Our strategy to improve equity for patients means we will continue working to expand our stem cell register and cord blood bank; support the development of new cell & gene therapies that can provide more treatment options for patients; engage in research into targeted recruitment strategies to improve representation of different tissue types on global registers; and advocate for the uptake of treatments like PTCy that have the potential to address inequities in stem cell transplantation for all patients.
References
[1] ACCESS trial results: Al Malki et al (2025) Post-Transplant Cyclophosphamide-Based Graft-Versus-Host Disease Prophylaxis After Mismatched Unrelated Donor Peripheral Blood Stem Cell Transplantation. J Clin Oncol. 2025 Jun 16:JCO2500856. doi: 10.1200/JCO-25-00856.
[2] Shaffer et al (2024) Post-Transplant Cyclophosphamide-Based Graft-Versus-Host Disease Prophylaxis Attenuates Disparity in Outcomes Between Use of Matched or Mismatched Unrelated Donors. J Clin Oncol. 2024 Oct;42(28):3277-3286. doi: 10.1200/JCO.24.00184.

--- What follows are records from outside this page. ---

PR #182, opened 2022-11-17
Add embedded base64-encoded executable rule

aidenmitchell:


detection-rules/attachment_any_embedded_b64_pe
```diff
@@ -0,0 +1,13 @@
...
+description: |
+  Attachment contains a base-64 encoded executable.
+type: "rule"
+severity: "high"
+  type.inbound 
+  and any(attachments,
+    any(beta.binexplode(.), 
+      any(.flavors.yara, . == 'base64_pe')) 
+  )
+  and sender.email.email not in $recipient_emails
```
jkamdjou, line 11: based on how great the performance of this rule is in some Hunts we've run, i think we can actually do without any historical context. i have yet to see any FPs! if that changes, i'll let you know

also check out [this unsolicited snippet](https://docs.sublimesecurity.com/docs/common-snippets#unsolicited-has-my-organization-ever-sent-an-email-to-this-sender), which is a bit more flexible

detection-rules/attachment_any_embedded_b64_pe
```diff
@@ -0,0 +1,13 @@
...
+tags:
+  - "Suspicious attachment"
```
jkamdjou, line 13:
```suggestion
  - "Suspicious attachment"
  - "HTML smuggling"
```

jkamdjou (commented):
🙌  thanks @aidenmitchell! some quick feedback and thoughts:

- we'll need a `.yml` extension on the file for it to be picked up in the Rules Feed
- thoughts on calling this rule `Attachment: HTML smuggling with embedded base64-encoded executable` w/ file name `attachment_html_smuggling_embedded_b64_pe.yml` ? since pretty much the only use of b64 encoding a PE in an HTML file i can think of is HTML smuggling, i think we can be explicit

aidenmitchell:
I'm not sure what it's unhappy about, I believe the yaml is valid.

detection-rules/attachment_html_smuggling_embedded_b64_pe.yml
```diff
@@ -0,0 +1,28 @@
+name: "Attachment: HTML smuggling with embedded base64-encoded executable"
+description: |
+  HTML attachmemt contains a base-64 encoded executable.
+type: "rule"
+severity: "high"
+  type.inbound
```
jkamdjou, line 6:
```suggestion
source: |
  type.inbound 
```

detection-rules/attachment_html_smuggling_embedded_b64_pe.yml
```diff
@@ -0,0 +1,28 @@
...
+  and (
+          (
+              sender.email.domain.root_domain in $free_email_providers
+              and sender.email.email not in $recipient_emails
+          )
+          or (
+              sender.email.domain.root_domain not in $free_email_providers
+              and sender.email.domain.domain not in $recipient_domains
+          )
+  )
```
jkamdjou, line 25: sorry my last comment was confusing! i don't think we need this snippet for this particular rule based on how great it performed in our Hunts. but if we did, this snippet in general would be better than the original `and sender.email.email not in $recipient_emails`

aidenmitchell: ah ok, no worries! Do we want to go back to what was there, or just keep this one in?

jkamdjou: i think we can delete this block

jkamdjou: this is what i was thinking [cc8929d](https://github.com/sublime-security/sublime-rules/pull/182/commits/cc8929dd9309ad463e0e415c13f4324b41ea77f6)

jkamdjou (approved):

[3] Nunes & Kanakry (2019) Mechanisms of Graft-versus-Host Disease Prevention by Post-transplantation Cyclophosphamide: An Evolving Understanding. Front Immunol. 2019 Nov 29;10:2668. doi: 10.3389/fimmu.2019.02668.
[4] Leen et al (2020) The HLA diversity of the Anthony Nolan register, HLA Immune Response Genetics, doi: 10.1111/tan.14127
[5] Bolaños-Meade et al (2023) Post-Transplantation Cyclophosphamide-Based Graft-versus-Host Disease Prophylaxis. N Engl J Med. 2023 Jun 22;388(25):2338-2348. doi: 10.1056
[6] Chowdhury et al (2022) 337 - Unrelated Donor Registry HLA Match Likelihoods in the Mismatched Setting. Transplantation and Cellular Therapy, 28(3), doi: 10.1016/S2666-6367(22)00497-3.
[7] Chakraverty et al (2024) Multicentre adaptive randomised trial of GvHD prophylaxis following unrelated donor stem cell transplantation comparing Thymoglobulin versus calcineurin inhibitor-based or sirolimus-based post-transplant cyclophosphamide (Methods of T cell Depletion, MoTD trial). BMJ Open. 2025 Jan 28;15(1):e086223. doi: 10.1136/bmjopen-2024-086223.